Normalization and background correction

The R Affy module43 was used to remove technical variations and background noise. The Quantile Normalization Method44 was used to normalize data and background correction was performed using the Robust Multi-Average45 parameter method46.

Probe to gene mapping

Affymetrix probes were mapped to the genes using information provided in the Affymetrix database (hgu133plus2.db). We used average expression values when multiple probes mapped to the same gene19.

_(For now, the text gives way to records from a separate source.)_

PR #2673, opened 2026-06-15
feat(sessions): modernize conversation thread with collapsible tool groups

adamleithp:
## What

Rebuilds the conversation thread around a single, consistent tool-call row.

> Very much tested locally, all settings types, works really well.

- **One `ToolRow` primitive** (base-ui Collapsible): trigger = icon + text, content = left-padded box. Every tool view — execute, read, edit, search, fetch, think, MCP, generic, thinking — renders through it, replacing the old per-view card markup.
- **Collapsible tool groups.** A turn's tool work folds into a group chip with a verb-led summary (`Ran 25 commands, read a file, edited a file`) that shows the live action while running. Persisted collapse mode in Settings: **All collapsed** (default) / **Collapse when finished turn** / **No collapsing**. Per-chip expand/collapse overrides held in session view state.
- **Always-visible rows.** Setup/clone progress (`progress_group`) and MCP-app tool calls stay outside groups so MCP iframes keep their mount (`keepMounted`).
- **Assistant text inside a group** is indented to the tool-title column.

image

image

image

image

## Perf

- Grouping is a single pass per streamed token producing rows + `keepMounted` + id→row map (was several walks), with cached summaries for frozen turns.
- No per-scroll re-renders.

## Notes

- Known pre-existing, unrelated: cloud threads can show a duplicate user message (a `mergeConversationItems` dedup gap when an attachment is inlined as text vs. a chip). Not touched here.

### DIFF
--- a/packages/ui/src/features/mcp-apps/components/McpToolView.tsx
+++ b/packages/ui/src/features/mcp-apps/components/McpToolView.tsx
@@ -1,17 +1,14 @@
 import { Plugs } from "@phosphor-icons/react";
-import { Box, Flex } from "@radix-ui/themes";
-import { useState } from "react";
 import {
   getPostHogExecDisplay,
   isPostHogExecTool,
 } from "../../posthog-mcp/utils/posthog-exec-display";
+import { ToolRow } from "../../sessions/components/session-update/ToolRow";
 import {
+  ContentPre,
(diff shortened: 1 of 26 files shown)


charlesvien (approved):
LGTM

PR #2685, opened 2026-06-15
feat(ui): smooth streaming of agent message tokens

### LINKED ISSUE #2517: Smooth token streaming
https://upstash.com/blog/smooth-streaming

Make sure it still scrolls to the bottom / auto-fixes to the bottom as it streams

archievi:
## Problem

Closes #2517

Streamed assistant tokens arrive from the agent in bursty chunks. Because the message component re-renders the full accumulated text on every chunk, the text jumps forward unevenly instead of reading as smooth, steady typing. The issue asks for smooth token streaming (per the [Upstash smooth-streaming approach](https://upstash.com/blog/smooth-streaming)) while keeping the conversation pinned to the bottom as it streams.

## Changes

- Add a `useSmoothText` hook (`packages/ui/src/primitives/hooks/useSmoothText.ts`) that decouples the render rate from the token-arrival rate. It reveals the accumulated text a few characters per frame via `requestAnimationFrame`, so bursts of tokens are eased out at a steady rate (~120 chars/sec).
- Use it in `AgentMessage` to render the smoothed text. Copy-to-clipboard still copies the full `content`, not the partially revealed prefix.

Design notes:
- Text already present when the component mounts is shown immediately, so re-rendered history and completed messages never replay a typewriter effect. Only growth that happens while mounted is animated.
- It snaps instantly when the source is replaced (i.e. the new value is not a prefix of what was being revealed) or when the user has `prefers-reduced-motion: reduce` set.
- A large lag (e.g. a very long buffered chunk) snaps rather than crawling, so catch-up never feels sluggish.
- Auto-scroll-to-bottom is preserved: the virtualized list re-pins to the end whenever the rendered height changes, and since the smoothed text grows the height incrementally, the view follows it down naturally (no change needed to the scroll logic).

The reveal rate easing is extracted into a pure `nextRevealLength` function so it is unit-testable without timers.

## How did you test this?

- Added `packages/ui/src/primitives/hooks/useSmoothText.test.ts` covering the pure easing function and the hook (mocked `requestAnimationFrame`/`matchMedia`): immediate render on mount, gradual reveal of an appended burst, full catch-up, snap-on-replace, and reduced-motion. Verified the gradual-reveal and snap-on-replace tests fail when the hook is reduced to a pass-through, confirming they guard the behavior.
- `pnpm --filter @posthog/ui test` -> 82 files, 737 tests pass.
- `pnpm --filter @posthog/ui typecheck` (`tsc --noEmit`) passes; the pre-commit hook's full `pnpm typecheck` also passes.
- `biome check` passes on the changed files.

## Automatic notifications

- [ ] Publish to changelog?

### DIFF
--- a/packages/ui/src/features/sessions/components/session-update/AgentMessage.tsx
+++ b/packages/ui/src/features/sessions/components/session-update/AgentMessage.tsx
@@ -3,6 +3,7 @@ import { Box, Code, IconButton } from "@radix-ui/themes";
 import { memo, useCallback, useMemo, useState } from "react";
 import type { Components } from "react-markdown";
 import { HighlightedCode } from "../../../../primitives/HighlightedCode";
+import { useSmoothText } from "../../../../primitives/hooks/useSmoothText";
 import { Tooltip } from "../../../../primitives/Tooltip";
 import { usePendingScrollStore } from "../../../code-editor/pendingScrollStore";
 import { MarkdownRenderer } from "../../../editor/components/MarkdownRenderer";
@@ -144,6 +145,9 @@ export const AgentMessage = memo(function AgentMessage({
   content,
 }: AgentMessageProps) {
   const [copied, setCopied] = useState(false);
+  // Reveal streamed tokens at a steady rate so bursty chunks read as smooth
+  // typing. Copy always uses the full `content`, not the partial reveal.
+  const displayedContent = useSmoothText(content);
 
   const handleCopy = useCallback(() => {
     navigator.clipboard.writeText(content);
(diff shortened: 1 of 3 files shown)


charlesvien:
hey @archievi, thanks for this! excited to try it out, can you handle greptile comments and do a second review pass on it?

archievi:
Thanks @charlesvien! Handled the Greptile comment — `nextRevealLength` is now a single `it.each` table (pushed in e0b12a1), and the "caught up past target" case is its own row instead of a buried second assertion. Did a second pass over the diff myself; all 10 tests pass locally. Ready for another look whenever you have a chance. 🙏

charlesvien:
We're going to pull your work into https://github.com/PostHog/code/pull/2716, will add you as a co-author, thank you for this! Super excited to have buttery smooth token streaming 🧈

PR #2696, opened 2026-06-16
feat(settings): label meep sounds as lorg and smol

pauldambra:
## Problem

The two meep notification sounds were labelled "Meep" and "Meep (smol)", which didn't make it clear that the first is the larger variant. Per the Slack thread, they should read "meep (lorg)" and "meep (smol)".

## Changes

Renamed the larger meep option's label from "Meep" to "Meep (lorg)" in the sound picker, on both desktop (`GeneralSettings.tsx`) and mobile (`settings/index.tsx`). The "Meep (smol)" label was already correct. Underlying sound values are unchanged.

## How did you test this?

Not tested beyond the edit — purely a display-label change.

## Automatic notifications

- [ ] Publish to changelog?

---
*Created with [PostHog Code](https://posthog.com/code?ref=pr) from a [Slack thread](https://posthog.slack.com/archives/CT2BU33N1/p1781559380714749?thread_ts=1781559380.714749&cid=CT2BU33N1)*

### DIFF
--- a/apps/mobile/src/app/settings/index.tsx
+++ b/apps/mobile/src/app/settings/index.tsx
@@ -42,7 +42,7 @@ const FONT_SIZE_OPTIONS: ReadonlyArray<{
 
 const SOUND_OPTIONS: ReadonlyArray<{ value: CompletionSound; label: string }> =
   [
-    { value: "meep", label: "Meep" },
+    { value: "meep", label: "Meep (lorg)" },
     { value: "meep-smol", label: "Meep (smol)" },
     { value: "knock", label: "Knock" },
     { value: "ring", label: "Ring" },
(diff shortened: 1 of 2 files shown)


frankh:
personally i prefer just (smol). I've never seen lorg used before and i think having both labelled makes the (smol) less cute

idk tho lol

pauldambra:
@frankh you're right to push back emdash i am coining lorg

we're both here at the start of something huge

options right now are

* Meep - no label, as it stands, just close the PR
* Meep (og) - let people know this is the coolest thing ever that started it all
* Meep (lorg) - give the peopl what they (don't know they) want - a new way of saying large that they're embarassed about

charlesvien:
should we keep Meep and for fun you could create the Meep (lorg) sound and throw it in a PR?

edit: yes

PR #2699, opened 2026-06-16
fix(inbox): make "Entire project" scope show project-wide reports

oliverb123:
## Problem

Selecting the **Entire project** reviewer scope in the inbox still only showed reports where you are the suggested reviewer — identical to **For you**.

## Root cause

`buildSignalReportListOrdering` always appended `-is_suggested_reviewer`, floating the current user's reports to the top of every status group. Because the inbox only loads the first page (`REPORTS_PAGE_SIZE = 100`, no infinite scroll wired) and projects have thousands of reports, that first page was entirely the user's own reports. Both `for-you` and `entire-project` sent no `suggested_reviewers` param, so the only thing distinguishing them was a client-side filter applied on top of an already user-dominated page.

## Fix

Remove the always-on `-is_suggested_reviewer` ordering tiebreak and apply the reviewer scope **server-side** via the existing `suggested_reviewers` query param instead:

- **For you** → `suggested_reviewers=<current user uuid>` (the float was what previously fed this scope, so it now filters explicitly).
- **Teammate** → `suggested_reviewers=<teammate uuid>` (unchanged).
- **Entire project** → no `suggested_reviewers`, ordered `status,<field>` → first page is the project-wide top reports.
- **Runs tab** (`ignoreScope`) → unchanged (still project-wide).

`ordering` and `suggested_reviewers` are part of the React Query key, so each scope is its own cached query and switching refetches cleanly.

## Files

- `packages/core/src/inbox/reportFiltering.ts` — drop the `-is_suggested_reviewer` tiebreak.
- `packages/ui/src/features/inbox/hooks/useInboxAllReports.ts` — resolve current user; filter For-you server-side by uuid.
- `packages/core/src/inbox/reportFiltering.test.ts` — updated ordering expectations + guard.

## Testing

- `reportFiltering` unit tests pass.
- Manual: **For you** still shows your suggested reports; **Entire project** now includes reports where you are not the suggested reviewer; a **teammate** scope shows that teammate's reports.

> Note: full-monorepo typecheck currently has pre-existing failures from unbuilt sibling packages (`@posthog/platform/*`, `workspace-server`, zod v3/v4 mismatch), unrelated to this change.

---

### DIFF
--- a/packages/core/src/inbox/reportFiltering.test.ts
+++ b/packages/core/src/inbox/reportFiltering.test.ts
@@ -98,22 +98,12 @@ describe("filterReportsBySearch", () => {
 });
 
 describe("buildSignalReportListOrdering", () => {
-  it("puts status then descending field", () => {
-    expect(buildSignalReportListOrdering("total_weight", "desc")).toBe(
-      "status,-total_weight",
-    );
-  });
-
-  it("puts status then ascending field", () => {
-    expect(buildSignalReportListOrdering("created_at", "asc")).toBe(
-      "status,created_at",
-    );
-  });
-
-  it("works for signal_count", () => {
-    expect(buildSignalReportListOrdering("signal_count", "desc")).toBe(
-      "status,-signal_count",
-    );
+  it.each([
+    ["total_weight", "desc", "status,-total_weight"],
+    ["created_at", "asc", "status,created_at"],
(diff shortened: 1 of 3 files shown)


Twixes (approved):
Yess

PR #2706, opened 2026-06-16
fix(sessions): keep queued messages in queue when cancelling

MattPua:
## Problem

- Cancelling (Stop) an in-flight message dumps all queued messages back into the input box as combined text — they lose queued state.

## Change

Identification of differentially expressed genes

Differentially Expressed Genes (upregulated and downregulated genes) were identified using R limma package with a Benjamini-Hochberg (BH) correction method and adjusted p-value of <0.05.

Functional analysis

We used DAVID47 for functional enrichment analysis of the DEGs from samples of septic shock survivors or non-survivors. Biological Process (BP), Cellular Component (CC), and Molecular Function (MF) were identified from the Gene Ontology database. For the GO functional groups, KEGG pathways, and InterPro functional terms returned from DAVID functional analysis, we considered an adjusted p-value threshold of ≤0.05 and gene count of 3 or more from this study.

Statistical analysis

R programming language48 was used for downloading the Affymetrix data and gene mapping using R Affy and Bioconductor package. A Fisher-exact test was performed for determining statistical significance among gene ontology terms and functional classes. Benjamini Hochberg multiple test correction method was used for calculating the differentially expressed genes. Heatmap of differentially expressed genes between survivor and non-survivor groups for top selected genes were plotted using the complexHeatmap function in R programming. Other variables (pathogen, gram-positive, immunosuppression, gender status, and infection source) were added to the heatmap for annotation.